Interestingly both Guile and C++ have recently introduced fibers. Boost.Fiber looks pretty clean:
#include <boost/fiber/all.hpp>
#include <vector>
#include <iostream>
namespace fibers = boost::fibers;
// Worker fiber
void compute_worker(int start, int end,
fibers::buffered_channel<int>& channel) {
for (int i = start; i < end; ++i) {
channel.push(i * i);
}
}
void parallel_compute_fibers() {
fibers::buffered_channel<int> channel(100);
// Spawn fibers
fibers::fiber f1([&]() {
compute_worker(0, 100, channel);
channel.close(); // Signal completion
});
fibers::fiber f2([&]() {
compute_worker(100, 200, channel);
});
// Collect results
std::vector<int> results;
int value;
while (fibers::channel_op_status::success == channel.pop(value)) {
results.push_back(value);
}
f1.join();
f2.join();
std::cout << "Total results: " << results.size() << std::endl;
}
Compare that with guile:
(use-modules (fibers)
(fibers channels))
;; Worker that streams individual results
(define (compute-worker-streaming start end result-channel)
(let loop ((i start))
(when (< i end)
(put-message result-channel (* i i))
(loop (+ i 1))))
;; Send completion signal
(put-message result-channel 'done))
;; Collector fiber
(define (result-collector result-channel num-workers)
(let loop ((results '())
(done-count 0))
(if (= done-count num-workers)
(reverse results)
(let ((msg (get-message result-channel)))
(if (eq? msg 'done)
(loop results (+ done-count 1))
(loop (cons msg results) done-count))))))
(define (parallel-compute-streaming)
(run-fibers
(lambda ()
(let ((result-channel (make-channel)))
;; Spawn workers
(spawn-fiber
(lambda () (compute-worker-streaming 0 100 result-channel)))
(spawn-fiber
(lambda () (compute-worker-streaming 100 200 result-channel)))
;; Collect results
(result-collector result-channel 2)))))
The Boost fiber is a relatively mature library now, with about 8+ years of development and real-world usage.
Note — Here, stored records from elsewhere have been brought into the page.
PR #9771, opened 2020-04-30
Update registry helper behavior

jmassardo:
Signed-off-by: James Massardo <jmassardo@chef.io>

## Description
This change updates the behavior of the `registry_value_exists?` and `registry_data_exists?` helpers so they return `false` instead of an exception if the value or data does not exist.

Interestingly Boost.fibers has work stealing built in. We can look at that later:
What about LOCO? Actually we can use the same fiber strategy for each chromosome as a per CHR process. We can set the number of threads differently based on chromosome SNP num, so all chromosomes take (about) the same time. Later, we can bring LOCO into one process with the advantage that the genotype data is only read once. In both cases the kinship matrices are in RAM anyway.
The first version of lmdb genotypes used simple floats. That reduced the pangenome text version from 30Gb to 12Gb with about a 3x speedup of gemma. Next I tried byte representation of the genotypes.
GEMMA originally used a separate SNP annotation file which proves inefficient. Now we transform the geno information to lmdb, we might as well include chr+pos. We'll make the key out of that and add a table with marker annotation.
I opted for using a CHR+POS index (byte+long value). There are a few things to consider. There may be duplicates and there may be missing values. Also LMDB likes and integer index. The built-in dubsort does not work, so we need to create a unique pos for every variant. I'll do that by adding the line number.